Key takeaways from the management commentary

* New TER regulations, effective Apr’26, are expected to have a 3-4bp impact on a gross basis; negotiations are underway.

* The company remains focused on SIF products, having launched two in Jan’26 with more in the pipeline; yields are in line with equity products given the equity-oriented mix, and the segment is attracting largely new investors.

* It has completed the transfer of ICICI Venture fund management rights (no material considerations paid), with AUM inflows starting in Apr’26; ventures platform (INR46.2b AUM) spans PE, early-stage PE, and affordable real estate,       with funds under deployment.

Valuation and view

* IPRUAMC is one of the top asset managers in India, backed by strong brand credibility and a diversified product and distribution mix, with continued strength across equity, hybrid, and passive segments alongside steady SIP and         retail base expansion.
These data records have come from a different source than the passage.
PR #3250, opened 2022-08-01
No fallback install location

### LINKED ISSUE #2777: Treesitter not removing the parsers when running `TSUninstall all`
### Describe the bug

I ran `TSInstall all` by accident so that installed all parsers. I wanted to get rid of all of them so I ran `TSUninstall all` and I restarted neovim. When opened neovim again, `TS` started to install everything back even tho I uninstalled everything. When running `TSInstallInfo` it was showing all of the parsers being installed. The only workaround was to delete everything with `treesitter` in their name from `local/share/nvim/...` 

### To Reproduce

1. Run `:TSInstall all`
2. Restart Neovim
3. Run `:TSUninstall all`
4. Restart Neovim

### Expected behavior

When opening Neovim again (after you ran `:TSUninstall all`), it will start to install all of the parsers back ignoring what you have in `ensure_installed = {}`. 

_If you run `:TSInstallInfo` after running `:TSUninstall all` you will still see all of the parsers being installed._

```markdown
## Installation
  - OK: `tree-sitter` found 0.20.1 (062421dece3315bd6f228ad6d468cba083d0a2d5) (parser generator, only needed for :TSInstallFromGrammar)
  - OK: `node` found v15.14.0 (only needed for :TSInstallFromGrammar)
  - OK: `git` executable found.
    Version: Apple clang version 13.0.0 (clang-1300.0.29.30)
  - OK: Neovim was compiled with tree-sitter runtime ABI version 14 (required >=13). Parsers must be compatible with runtime ABI.
```

```text
NVIM v0.7.0-dev+1292-ge9b53f3fb
Build type: Release
LuaJIT 2.1.0-beta3

_ps: I was able to reproduce this behaviour on the latest Neovim stable version as well_
```

### Additional context

- I am on `macOS Big Sur`
- I use `Plug` for installing the plugins:
```vim
Plug 'nvim-treesitter/nvim-treesitter', {'do': ':TSUpdate'}
``` 
- The plugins are installed in `/config/nvim/plugged/` and I have `Read & Write` permissions for this folder
- My treesitter config:
```lua
  ensure_installed = {
         "yaml",
         "markdown",
         "comment",
         "css",
         "html",
         "javascript",
         "json",
         "lua",
         "php",
         "phpdoc",
         "regex",
         "scss",
         "vim",
         "vue",
     },
  highlight = {
    enable = true,
    disable = { "html", "bash" },
  },
  indent = {
    enable = true,
  },
}

```

theHamsta:
- don't allow to silently fallback to alternative install location
- remove argument of function that wasn't used anywhere (neither in function nor in call sites)
- display warning when parser is still installed after `:TSUninstall`. nvim-treesitter will only uninstall from configured install dir
- warn when uninstalling a parser in ensure_uninstalled

grafik

Fixes #2777

Please test before merging! Will also test a few days. I think this is not urgent but helpful for issues in future.

### DIFF
--- a/lua/nvim-treesitter/install.lua
+++ b/lua/nvim-treesitter/install.lua
@@ -489,6 +489,16 @@ function M.uninstall(...)
         return api.nvim_err_writeln(err)
       end
 
+      if vim.tbl_contains(configs.get_ensure_installed_parsers(), lang) then
+        vim.notify(
+          "Uninstalling "
+            .. lang
+            .. '. But the parser is still configured in "ensure_installed" setting of nvim-treesitter.'
+            .. " Please consider updating your config!",
+          vim.log.levels.ERROR
+        )
+      end
+
       local parser_lib = utils.join_path(install_dir, lang) .. ".so"
       local all_parsers = vim.api.nvim_get_runtime_file("parser/" .. lang .. ".so", true)
       if vim.fn.filereadable(parser_lib) == 1 then
--- a/lua/nvim-treesitter/install.lua
+++ b/lua/nvim-treesitter/install.lua
@@ -490,11 +490,36 @@ function M.uninstall(...)
       end
 
       local parser_lib = utils.join_path(install_dir, lang) .. ".so"
-
-      local command_list = {
-        shell.select_rm_file_cmd(parser_lib, "Uninstalling parser for " .. lang),
-      }
-      M.iter_cmd(command_list, 1, lang, "Treesitter parser for " .. lang .. " has been uninstalled")
+      local all_parsers = vim.api.nvim_get_runtime_file("parser/" .. lang .. ".so", true)
+      if vim.fn.filereadable(parser_lib) == 1 then
+        local command_list = {
+          shell.select_rm_file_cmd(parser_lib, "Uninstalling parser for " .. lang),
+          {
+            cmd = function()
+              local all_parsers_after_deletion = vim.api.nvim_get_runtime_file("parser/" .. lang .. ".so", true)
+              if #all_parsers_after_deletion > 0 then
+                vim.notify(
+                  "Tried to uninstall parser for "
+                    .. lang
+                    .. "! But the parser is still installed (not by nvim-treesitter)."
+                    .. " Please delete the following files manually: "
+                    .. table.concat(all_parsers_after_deletion, ", "),
+                  vim.log.levels.ERROR
+                )
+              end
+            end,
+          },
+        }
+        M.iter_cmd(command_list, 1, lang, "Treesitter parser for " .. lang .. " has been uninstalled")
+      elseif #all_parsers > 0 then
+        vim.notify(
+          "Parser for "
+            .. lang
+            .. " is installed! But not by nvim-treesitter! Please manually remove the following files: "
+            .. table.concat(all_parsers, ", "),
+          vim.log.levels.ERROR
+        )
+      end
     end
   end
 end
--- a/README.md
+++ b/README.md
@@ -115,6 +115,9 @@ require'nvim-treesitter.configs'.setup {
   -- List of parsers to ignore installing (for "all")
   ignore_install = { "javascript" },
 
+  ---- If you need to change the installation directory of the parsers (see -> Advanced Setup)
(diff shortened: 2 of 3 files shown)


lua/nvim-treesitter/install.lua
```diff
@@ -490,11 +490,36 @@ function M.uninstall(...)
       end
 
       local parser_lib = utils.join_path(install_dir, lang) .. ".so"
-
-      local command_list = {
-        shell.select_rm_file_cmd(parser_lib, "Uninstalling parser for " .. lang),
-      }
-      M.iter_cmd(command_list, 1, lang, "Treesitter parser for " .. lang .. " has been uninstalled")
+      local all_parsers = vim.api.nvim_get_runtime_file("parser/" .. lang .. ".so", true)
+      if vim.fn.filereadable(parser_lib) == 1 then
```
theHamsta, line 494: we could also try to uninstall parser from all locations but I think `:TSUninstall` is rather thought for managing parsers installed nvim-treesitter and not for instance the built-in ones.

lua/nvim-treesitter/install.lua
```diff
@@ -490,11 +490,36 @@ function M.uninstall(...)
...
+                    .. table.concat(all_parsers_after_deletion, ", ")
+                    .. ")"
+                )
+              end
+            end,
+          },
+        }
+        M.iter_cmd(command_list, 1, lang, "Treesitter parser for " .. lang .. " has been uninstalled")
+      elseif #all_parsers > 0 then
+        error(
```
theHamsta, line 515: Is `error` the right thing to do here? Or is printing a hint enough?

theHamsta: Much better with vim.notify!

theHamsta:
If also added a warning when uninstalling a parser in `ensure_uninstalled`. This should fix #2777

theHamsta:
Should we uninstall parsers when the install_dir is not in runtimepath? Or is this rather a configuration error?

lua/nvim-treesitter/install.lua
kyazdani42: I agree the installer should be managed for nvim-treesitter and not custom installs. Actually, we also could move the installer in a separate plugin, and provide a proper API to get the nvim-treesitter queries versions.
Let me know if this seems like a good idea, although it's still nice to have this in nvim-treesitter.

clason: Yes. Core will ship with some parsers soon(tm), and these should never be touched. Nvim-treesitter should only touch its own install location (but inform about others).

clason:
> Should we uninstall parsers when the install_dir is not in runtimepath? Or is this rather a configuration error?

Configuration error. Touching a user's filesystem should be done extremely conservatively (i.e., only when we're confident that we are doing the right thing).

theHamsta:
> >   Should we uninstall parsers when the install_dir is not in runtimepath? Or is this rather a configuration error?

> Configuration error. Touching a user's filesystem should be done extremely conservatively (i.e., only when we're confident that we are doing the right thing).

But the current detection of the parser via "loadable" status is very buggy. nvim-treesitter will think that parsers that have already been loaded are still installed.

clason:
> But the current detection of the parser via "loadable" status is very buggy. nvim-treesitter will think that parsers that have already been loaded are still installed.

I don't see how this contradicts (or even relates) to my statement? 

In any case, it's clear that we need more introspection for treesitter parsers (and queries), and we need that in core.

theHamsta:
I just feel that maybe we should just look for files in when uninstalling. At the moment, we first check whether we can load a parser instead of checking for a file in our install location.

theHamsta:
@clason should we merge this? This is also part of nvim-treesitter being a better citizen and installing parsers in random locations.

clason:
Yes, go ahead!

teto:
I come from https://github.com/NixOS/nixpkgs/issues/189838 . Why would the parsers need to be RW ? that breaks nvim-treesitter with nix as packages are installed read-only (for reproducibility and security reasons). Same would happen for someone that installs a grammar via apt for instance.

clason:
Because you want to update them?

theHamsta:
Nix can configure a location for the parsers or handle the installation of the parsers via nix (instead of using the installation routine of this plugin).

* While near-term equity net flows may be volatile, the company is wellpositioned structurally, supported by product diversification, strong investor stickiness, improving fund performance, and upcoming launches.

* We have maintained our earnings estimates for FY26, FY27 and FY28, factoring in relatively lower equity AUM growth, which is expected to be offset by incremental income and AUM inflows from SIF and ICICI Venture investments.     Over FY26-FY28E, we project AUM/revenue/PAT CAGRs of 17%/15%/16%. We maintain our BUY rating on the stock, with a TP of INR3,850, based on 45x FY28E core EPS.